How old are you OP? You're coming across as quite young and under the influence of older people around you; older ex, parents etc, acceptingwhat they are all telling you re CMS and not contacting police/letting him near you without challenging any of it with your own thoughts and beliefs, you are perfectly entitled to have and exert them.

I think you would benefit from some external support from someone/people not close to you to help explore your situation and the culture around you that has led you to being detached from domestic violence and to make poor decisions.

Please reach out to the organisation's already suggested.

Davepartyof3 · 07/02/2023 07:39

The midwives thought you were in an abusive relationship because you were! He sounds appalling and criminal. Please report these past actions to the police.

AllOfThemWitches · 07/02/2023 07:46

Twotinydictators · 07/02/2023 06:43

Your life does sound like an episode of Eastenders. Big cycle of drama that I can only think people must actually enjoy or why else would they put up with it.

Your daughter deserves better than this, I cannot understand why would you have actively chosen this man to have a child with?

PP is absolutely right, the midwives noted you as in an abusive relationship because you are. Until you understand this, this drama will continue. Even if its not this man, it'll be another one exactly the same because they prey on women like you.

You need to wise up and learn how to stop making yourself so vulnerable. Put boundaries in place and realise your self worth or your at risk of spending your entire life like this.

Disgusting. Women don't have abusive relationships because they love the drama.

cunderthunt1 · 07/02/2023 07:46

MadeofElephantStone · 07/02/2023 07:36

How old are you OP? You're coming across as quite young and under the influence of older people around you; older ex, parents etc, acceptingwhat they are all telling you re CMS and not contacting police/letting him near you without challenging any of it with your own thoughts and beliefs, you are perfectly entitled to have and exert them.

I think you would benefit from some external support from someone/people not close to you to help explore your situation and the culture around you that has led you to being detached from domestic violence and to make poor decisions.

Please reach out to the organisation's already suggested.

I'm 23, certainly not a child but yes I think there is an element of being surrounded by elders and feeling like I have to follow their rules etc. I'd never thought of that before

OP posts:
cunderthunt1 · 07/02/2023 07:46

Davepartyof3 · 07/02/2023 07:39

The midwives thought you were in an abusive relationship because you were! He sounds appalling and criminal. Please report these past actions to the police.

Which things are you referring to cause I have a bad problem of underplaying things / excusing them

OP posts:
cunderthunt1 · 07/02/2023 07:51

@Twotinydictators didn't see this reply. I don't completely disagree with you. I certainly don't love the drama but I think when you grow up with drama you think it's the norm/ excuse people's behaviours. Hence why I made this thread to get other views, so thank you for your reply

OP posts:
Sunriseinwonderland · 07/02/2023 07:55

You need to call the police and get an injunction in place asap. Dont let him in your life or near your baby.

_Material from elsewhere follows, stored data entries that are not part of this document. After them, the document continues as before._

PR #266, opened 2016-03-01
Send webhook body as json if valid json

jharewinton:
Utilising the hacking skills of @philwills, this will set the body of webhooks to json if it fits a valid json format. This to allow passing parameters to Circle CI as they require the header to be set to "Content-Type: application/json"


sihil:
:+1:

PR #270, opened 2016-03-03
Self deployment and version visibility

sihil:
Make self deployment work inside the AWS environment.

This is connected with two other PRs: https://github.com/guardian/machine-images/pull/95 and https://github.com/guardian/deploy-tools-platform/pull/10. 

This PR also makes the build ID visible again at the bottom right of each page:
image

### DIFF
--- a/magenta-lib/src/main/scala/magenta/deployment_type/SelfDeploy.scala
+++ b/magenta-lib/src/main/scala/magenta/deployment_type/SelfDeploy.scala
@@ -1,0 +1,71 @@
+package magenta.deployment_type
+
+import java.io.File
+
+import magenta.tasks.{ChangeSwitch, S3Upload}
+
+object SelfDeploy extends DeploymentType with S3AclParams {
+  val name = "self-deploy"
+  val documentation =
+    """
+      |This is a special deployment type that can be used to self-deploy Riff-Raff.
+      |
+      |The approach is to upload a file to S3 and then hit a switch on the singleton instance.
+      |When the switch is hit it will shutdown with a specific exit code at the next
+      |opportunity (when it has finished deploys).
+    """.stripMargin
+
+  val bucket = Param[String]("bucket",
+    """
+      |S3 bucket name to upload artifact into.
+      |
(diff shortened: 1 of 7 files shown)


project/MagentaBuild.scala
```diff
@@ -41,4 +51,28 @@ object MagentaBuild extends Build {
   ) ++ net.virtualvoid.sbt.graph.Plugin.graphSettings
 
   val magentaVersion = "1.0"
+
+
+  implicit def string2Dequote(s: String): Object {val dequote: String} = new {
+    lazy val dequote = s.replace("\"", "")
+  }
+
+  def buildFile(outDir: File, branch: String, buildNum: String, vcsNum: String, s: TaskStreams) = {
```
philwills: What's the reason for not using https://github.com/sbt/sbt-buildinfo?

magenta-lib/src/main/scala/magenta/deployment_type/SelfDeploy.scala
```diff
@@ -0,0 +1,71 @@
...
+
+  val bucket = Param[String]("bucket",
+    """
+      |S3 bucket name to upload artifact into.
+      |
+      |The path in the bucket is `<stack>/<stage>/<packageName>/<fileName>`.
+    """.stripMargin
+  )
+
+  val prefixStage = Param[Boolean]("prefixStage",
```
philwills: We should probably try and cut-down on the c&p of these params some time.

philwills:
:+1:

project/MagentaBuild.scala
sihil: I wasn't aware of it. Will have a look at refactoring to use that instead.

magenta-lib/src/main/scala/magenta/deployment_type/SelfDeploy.scala
sihil: When I was reviewing this I thought I might actually get rid of them entirely for this deploy type. I can't see why the values would ever need to be customised.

Justcallmebebes · 07/02/2023 07:56

Don't think he's a bad dad as such?? He's a fucking terrible example of a father and you will be failing in your duty as a mother to protect her if you let this psycho anywhere near her.

Start taking this seriously, seek help and get this man out of your lives

gogohmm · 07/02/2023 07:57

You have some good advice here but for your own sake also work on your own self esteem and get long term birth control until you have a partner who wants kids, he obviously didn't. What were you thinking?

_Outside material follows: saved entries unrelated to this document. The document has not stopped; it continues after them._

PR #274, opened 2016-03-15
Fix yaml deployment

alexduf:
- this PR _should_ fix the deployment of yaml cloudformation templates
- it also adds bit more information in the case the JSON is invalid

It needs to be tested in a CODE environment, so this should be blocked until we have a CODE environment in AWS for riff-raff

cc @cb372

### DIFF
--- a/magenta-lib/src/main/scala/magenta/tasks/UpdateCloudFormationTask.scala
+++ b/magenta-lib/src/main/scala/magenta/tasks/UpdateCloudFormationTask.scala
@@ -83,14 +83,17 @@ case class UpdateCloudFormationTask(
 
     if (CloudFormation.describeStack(cloudFormationStackName).isDefined)
       try {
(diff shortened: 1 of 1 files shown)


sihil:
Is anyone using this conversion in PROD? If it's not being used heavily then I think it should be OK to deploy this to PROD to test until we have a chance to build a CODE environment.

alexduf:
we are for MAPI, not sure about anyone else. @cb372 do you use it?

cb372:
I see, it looks like part of my change was lost in a dodgy git merge when #265 was merged into master (see https://github.com/guardian/riff-raff/pull/265/files#diff-03de60f2ddca48309519c19d115429fcR86). And this PR reinstates my lost changes, so :+1: 

I haven't heard of anyone apart from MAPI using this feature yet. But either way, the feature is currently broken and I'm happy that this PR fixes it, so I say :shipit:

PR #280, opened 2016-04-15
Use DynamoDB for continuous deployment config

philwills:
cc @adamnfish @sihil 

One question is whether we should put the table definition in the associated cloudformation template or not. On Ophan we came to the conclusion that it was often more trouble than it's worth, but I'm happy to be convinced otherwise.

### DIFF
--- a/riff-raff/app/persistence/ContinuousDeploymentConfigRepository.scala
+++ b/riff-raff/app/persistence/ContinuousDeploymentConfigRepository.scala
@@ -1,0 +1,40 @@
+package persistence
+
+import java.util.UUID
+
+import cats.data.Validated
+import ci.{ContinuousDeploymentConfig, Trigger}
+import com.gu.scanamo.{DynamoFormat, Scanamo, TypeCoercionError}
+import com.gu.scanamo.syntax._
+import conf.Configuration
+import org.joda.time.DateTime
+
+object ContinuousDeploymentConfigRepository {
+  val tableName = "continuous-deployment-config"
+  val client = Configuration.continuousDeployment.dynamoClient
+
+  implicit val uuidFormat = DynamoFormat.xmap[UUID, String](
+    s => Validated.catchOnly[IllegalArgumentException](UUID.fromString(s)).leftMap(TypeCoercionError(_)).toValidatedNel
+  )(_.toString)
+
+  implicit val jodaStringFormat = DynamoFormat.xmap[DateTime, String](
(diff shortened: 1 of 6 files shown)


riff-raff/app/persistence/ContinuousDeploymentConfigRepository.scala
```diff
@@ -0,0 +1,40 @@
...
+import cats.data.Validated
+import ci.{ContinuousDeploymentConfig, Trigger}
+import com.gu.scanamo.{DynamoFormat, Scanamo, TypeCoercionError}
+import com.gu.scanamo.syntax._
+import conf.Configuration
+import org.joda.time.DateTime
+
+object ContinuousDeploymentConfigRepository {
+  val tableName = "continuous-deployment-config"
+  val client = Configuration.continuousDeployment.dynamoClient
```
adamnfish: I'm not a huge fan of doing IO from an Object constructor unless that Object is the 'edge' of the program (where it can't be helped). Better to take this as an arg so the dirty edge can do the IO of fetching it?

adamnfish:
I'm not totally on top of the scanamo use but looks good otherwise (my comment excepted).

It's nice to document the table structure, perhaps a separate CF template from the app (which I assume is where the hassles come from) that outputs the table which the app can take as a param?

riff-raff/app/persistence/ContinuousDeploymentConfigRepository.scala
philwills: I have mixed feelings and the the ScanamoFree interface is designed to suit that model. 

In this case, since I'm directly replacing an existing interface, this was by far the path of least resistance.

philwills:
See also https://github.com/guardian/deploy-tools-platform/pull/27

riff-raff/test/MigrateCDConfigs.scala
```diff
@@ -0,0 +1,7 @@
+import persistence.{ContinuousDeploymentConfigRepository, Persistence}
+
+object MigrateCDConfigs {
+  def main(args: Array[String]) {
+    Persistence.store.getContinuousDeploymentList().foreach(ContinuousDeploymentConfigRepository.setContinuousDeployment)
+  }
+}
```
sihil: Historically I've done this in the main app by checking a migration key using this collection in mongo: https://github.com/guardian/riff-raff/blob/master/riff-raff/app/persistence/datastore.scala#L64-L66

Then run the migration as a one off if the key is missing.

This would also work.

sihil:
That was less code than I expected.

👍 But I'll leave you and @adamnfish to argue over the purity levels. <spectating>.

PR #285, opened 2016-05-12
Make times in drop down respect BST

philwills:


riff-raff/app/controllers/DeployController.scala
```diff
@@ -149,12 +149,13 @@ object DeployController extends Controller with Logging with LoginActions {
...
 
+  val shortFormat = DateTimeFormat.forPattern("HH:mm d/M/yy").withZone(DateTimeZone.forID("Europe/London"))
+
   def autoCompleteBuild(project: String, term: String) = AuthAction {
     val possibleProjects = Builds.successfulBuilds(project).filter(
       p => p.number.contains(term) || p.branchName.contains(term)
     ).map { build =>
-      val formatter = DateTimeFormat.forPattern("HH:mm d/M/yy")
-      val label = "%s [%s] (%s)" format(build.number, build.branchName, formatter.print(build.startTime))
+      val label = "%s [%s] (%s)" format(build.number, build.branchName, shortFormat.print(build.startTime))
```
adamnfish: Why use format over string interpolation?

adamnfish:
:+1: Excellent

riff-raff/app/controllers/DeployController.scala
philwills: Good question. I suspect just because this is quite old code.

sihil:
Ideally this should respect the user's timezone using the locale in the request (times rendered locally using moment do this). I had a brief look at this, but it looked non-trivial with the way the templates were arranged.

philwills:
@sihil That does sound ideal, but I don't want the best to be the enemy of the good

PR #287, opened 2016-05-12
Add an S3 based lambda deployment type

sihil:
The existing lambda deployment task doesn't match what is available in CloudFormation (where the archive has to come form S3). As such I've knocked this together.

It is strongly opinionated in so far as it will upload the file provided to the bucket given using a generated path (`s3://$bucket/$stack/$stage/$package/$fileName`). The update action updates the lambda function with the name `$functionName$stage`. i.e. If `functionName` is `MyFunction-` and you are deploying to CODE then it will become `MyFunction-CODE`. If will update this function name (which must already exist) using a file in S3 generated in the same way as the upload function.


philwills:
I'm a bit nervous of having two different lambda deployment tasks rather than variants of one.

sihil:
I considered doing it as one task - but my experience in the past is that the tasks become complex. I also don't really like the way that the existing task encourages per stage configuration so thought I'd start over with something simpler.

philwills:
Should we see if we can convince existing Lambda deployers to move over to this model then?

sihil:
After further consideration (and finding that it wasn't too complex) I've merged this into one task. Have also caught up with @gidsg. Whilst I still consider stage-based artifacts to be an anti-pattern, the limitations in AWS Lambda means that it is one of the only reasonable ways to configure lambdas at the moment.

philwills:
👍

PR #290, opened 2016-05-17
Replace the S3Upload task with a new S3UploadV2 task

sihil:
The `S3Upload` task does a little too much internally which makes it hard to reason about and hard to use when you want to reliably work out where it has uploaded files. The replacement V2 doesn't do as much magic and moves the responsibility of mapping files to keys (or directories to key prefixes) to the callee.

At the moment I've only replaced the use of it in the lambda upload action, but would like to completely replace and remove `S3Upload`.

### DIFF
--- a/magenta-lib/src/main/scala/magenta/deployment_type/Lambda.scala
+++ b/magenta-lib/src/main/scala/magenta/deployment_type/Lambda.scala
@@ -2,8 +2,8 @@ package magenta.deployment_type
 
 import java.io.File
 
-import magenta.{DeploymentPackage, KeyRing, MessageBroker, Stack, Stage}
-import magenta.tasks.{S3Upload, UpdateLambda, UpdateS3Lambda}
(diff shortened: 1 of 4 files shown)


philwills:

Newnamefor23 · 07/02/2023 07:58

Your relationship with the father is not going to improve, leopards spots etc.

You need to report incidents as and when. For everyones sake.

You are going to need official help - not to mention money.

There are times when we all need help, protection. Hoping things will sort themselves out is a nice idea but, here, is not realistic.

All the best.

Perfect28 · 07/02/2023 07:59

Oh love the midwives thought it was an abusive relationship because it was.